«Это еще Тернер говорил: в Англии в каждое мгновение можно наблюдать четыре времени года», — сказала Сильва.
«Погода у него в глазах четверилась, потому что душа раздваивалась: на каждый глаз по два времени года», — сказал Феликс. «Типичный случай раздвоения личности. Расскажи нам, Сильва, ты же у нас главный спец по Тернеру, расскажи нам про его двойную жизнь, про то, как он, член Королевской Академии, поселился инкогнито в убогой мансарде в Челси. Расскажи нам, как он там сожительствовал с капитанской вдовой, кухаркиной дочкой. Как его за это прозвали адмиралом и до самой его смерти никому в голову не пришло, что у него есть другая вторая жизнь — джентльмена и академика».
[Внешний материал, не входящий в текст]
Issue #79, opened 2021-02-22
Use log instead of println!/eprintln!


andreeaflorescu:
Import the `log` crate and use it to log needed information.

For now it should be enough to just replace the existing `println!` or `eprintln!`.

tumbleshack:
Hey! 

My friend @seanmichwalsh and I are looking to learn about VVM's and Rust. Mind if we take on this issue? 

It may take us a bit to learn our way around if that's okay with you.

andreeaflorescu:
Sure @tumbleshack , sounds good. If you need any help, let us know.

You can also find us on Slack: https://join.slack.com/t/rust-vmm/shared_invite/enQtODAxMzA2ODIyMTc2LWRhYjIwZmQ0YzUxODJlMTRhZWU2ZDBjYmJiNzBmOWVmYjg4MjY5YWRjYjM0YzQ5YzgyMTBmYzNlMjMzYmZlODU

dodsonmg:
Is this still open?  I'm happy to pick up where #114 left off...

andreeaflorescu:
@dodsonmg yes, this is still opened. We should though reduce the scope for the beginning so that's easier to get it merged. We can do this initially for the `main.rs`, and the `vmm` and `api` crates.

dodsonmg:
Cool.  Thanks @andreeaflorescu.  I'll pick it up.

dodsonmg:
Do you want the log level and log file to be command line arguments, or do you just want default log level settings and log output to go to stderr?

If the former, the log level and file can't be established until we've processed command line arguments, and we'll miss some of the `println!` and `eprintln!` statements that come before then.  This is how cloud hypervisor does it.

If the latter, then I think we can just initialise the logger first and sweep everything up.

andreeaflorescu:
I think how it worked in Firecracker is that we were using `println` and `eprintln` until the logger is initialized, and `error` `info` afterwards. This way you don't loose any logs because you're redirecting the output to a file anyway. I think we could start with something simple where we assume stdout and stderr because I believe these can also just directly be forwarded to files without us doing anything special in the VMM code.

PR #114, opened 2021-03-25
Updated existing prints to make use of log crate

seanmichwalsh:
Imported the `log` and `simple_logger` crates and updated existing print statements to use it in reference to this [issue](https://github.com/rust-vmm/vmm-reference/issues/79). Supported macros include `error!`, `warn!`, `info!`, `debug!`, and `trace!`. The custom `debug!` macro used previously has been replaced with the equivalent in log. Logging level is set in `main.rs` based on the `debug_assertions` read in. When running in release mode, only macros `error!`, `warn!`, and `info!` will print information.

This is the first time tumbleshack and I have contributed to this project. We've tried to be consistent with existing conventions, but if we've made a mistake please let us know - we're happy to learn and fix it.

Signed-off-by: Sean Walsh <seanmichwalsh@protonmail.ch>

### DIFF
--- a/Cargo.toml
+++ b/Cargo.toml
@@ -8,6 +8,8 @@ license = "Apache-2.0 OR BSD-3-Clause"
 [dependencies]
 vmm = { path = "src/vmm" }
 api = { path = "src/api" }
+log = "0.4.14"
+simple_logger = "1.11.0"
 
 [workspace]
 
--- a/src/api/Cargo.toml
+++ b/src/api/Cargo.toml
@@ -6,5 +6,7 @@ edition = "2018"
 
 [dependencies]
 clap = "2.33.3"
+log = "0.4.14"
+simple_logger = "1.11.0"
 
 vmm = { path = "../vmm" }
--- a/src/api/src/lib.rs
+++ b/src/api/src/lib.rs
@@ -8,6 +8,8 @@
 #![deny(missing_docs)]
 use std::result;
 
+use log::error;
+
 use clap::{App, Arg};
 use vmm::VMMConfig;
 
@@ -62,7 +64,7 @@ impl CLI {
         let help_msg = String::from_utf8_lossy(&help_msg_buf);
 
         let matches = app.get_matches_from_safe(cmdline_args).map_err(|e| {
-            eprintln!("{}", help_msg);
+            error!("{}", help_msg);
             format!("Invalid command line arguments: {}", e)
         })?;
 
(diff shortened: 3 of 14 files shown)


andreeaflorescu:
Hey @seanmichwalsh thanks for your contribution!

Since we are adding new dependencies, we will also need to update the Cargo.lock file.
As a high level comment, we try to keep the dependencies at a bare minimum. With that in mind, I was thinking whether we can in fact just drop the simple_logger dependency. Do you think that would be feasible?

tumbleshack:
Hi @andreeaflorescu , on the simple logger comment: it's definitely feasible to drop it and write that component ourselves. That said, the crate is very small: https://github.com/borntyping/rust-simple_logger

It's source is just one file of around 300 lines. If you'd prefer to leave it out, we can move that code into our own `lib.rs` file

andreeaflorescu:
> Hi @andreeaflorescu , on the simple logger comment: it's definitely feasible to drop it and write that component ourselves. That said, the crate is very small: https://github.com/borntyping/rust-simple_logger
> 

@tumbleshack even though `simple_logger` is very tiny, it is pulling in 8 transitive dependencies. You can see the newly added dependencies by looking at the `Cargo.lock` file. I was thinking it should be possible to get away with less dependencies.

> Its source is just one file of around 300 lines. If you'd prefer to leave it out, we can move that code into our own `lib.rs` file

Pulling in the code from that dependency into our own `lib.rs` is not what I had in mind. We can look at how we can build the most minimal initialization of a log on top of the `log` crate. I haven't looked at the simple logger crate, but that might be a good starting point as well. Otherwise we can also check:
- Cloud Hypervisor: https://github.com/cloud-hypervisor/cloud-hypervisor/blob/9dbea4fe9cd1ee56463e21158358ff1f334c5a41/src/main.rs#L67
- Firecracker: https://github.com/firecracker-microvm/firecracker/blob/master/src/logger/src/logger.rs

tumbleshack:
You got it @andreeaflorescu ; we have spent the last couple of days fighting transitive dependencies on a different Rust project and understand the desire to avoid them. 

We'll check out Cloud Hypervisor and Firecracker logging and let you know here if we have any questions.

lauralt:
Hi, @seanmichwalsh, @tumbleshack! How are things going? Do you need help with anything?

andreeaflorescu:
Closing this due to lack of activity. If you want to start working on this again, feel free to reopen the PR.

Доктор Генони отметил про себя ту неуместную и необъяснимую агрессивность, с какой Феликс потребовал от Сильвы уточнения биографических подробностей в жизни какого-то Тернера.
4
Папский заговор
Среди представителей так называемой «третьей», нынешней волны эмиграции из России всегда была своя иерархия. Разделение почти классовое, со своим плебсом и аристократией. В отличие, правда, от марксистского деления общества на классы, эмигрантская аристократия, пролетариат и буржуазия постоянно меняются местами и ролями в эмигрантском обществе, как меняется и строй самого общества: феодализм в эмиграции вдруг сменяется советской властью, а за ней брезжит монархия, чтобы снова вернуться к первобытнообщинному строю. Привилегированный класс демдвижников и диссидентов 60-х годов, изгнанных в славянский декаданс эмигрантского Парижа, был предметом зависти тех еврейских интеллигентов, кто стал «узником Сиона», попав в Израиль на ширмача, просто чтобы выехать из СССР — а не как сознательные сионисты. Позже эмигрантский плебс стал отождествляться со «штатниками», «прямиками» (кто сумел выехать в Штаты без заезда в Израиль), и в сравнении с одесситами из нью-йоркского района Брайтон-Бич даже израильские отъезжанты стали глядеться аристократами: как-никак Иерусалим, Бог, Война, Идея. Затем начался хаос. Российские интеллигенты, выбравшиеся за советский кордон по израильским визам, благодаря еврейским в частности и заграничным связям вообще, мыкались по площадям Вены и Рима, пытаясь выхлопотать себе статус беженца с правом поселиться в Европе, а те, кому предлагали Чикаго, выбивали себе место в Нью-Йорке и, осев в конце концов в Лос-Анджелесе, ругали Америку за бескультурье и бездуховность, мечтая о переезде в Англию (но ни в коем случае не в Париж, где эмигрантов — как червей в банке!).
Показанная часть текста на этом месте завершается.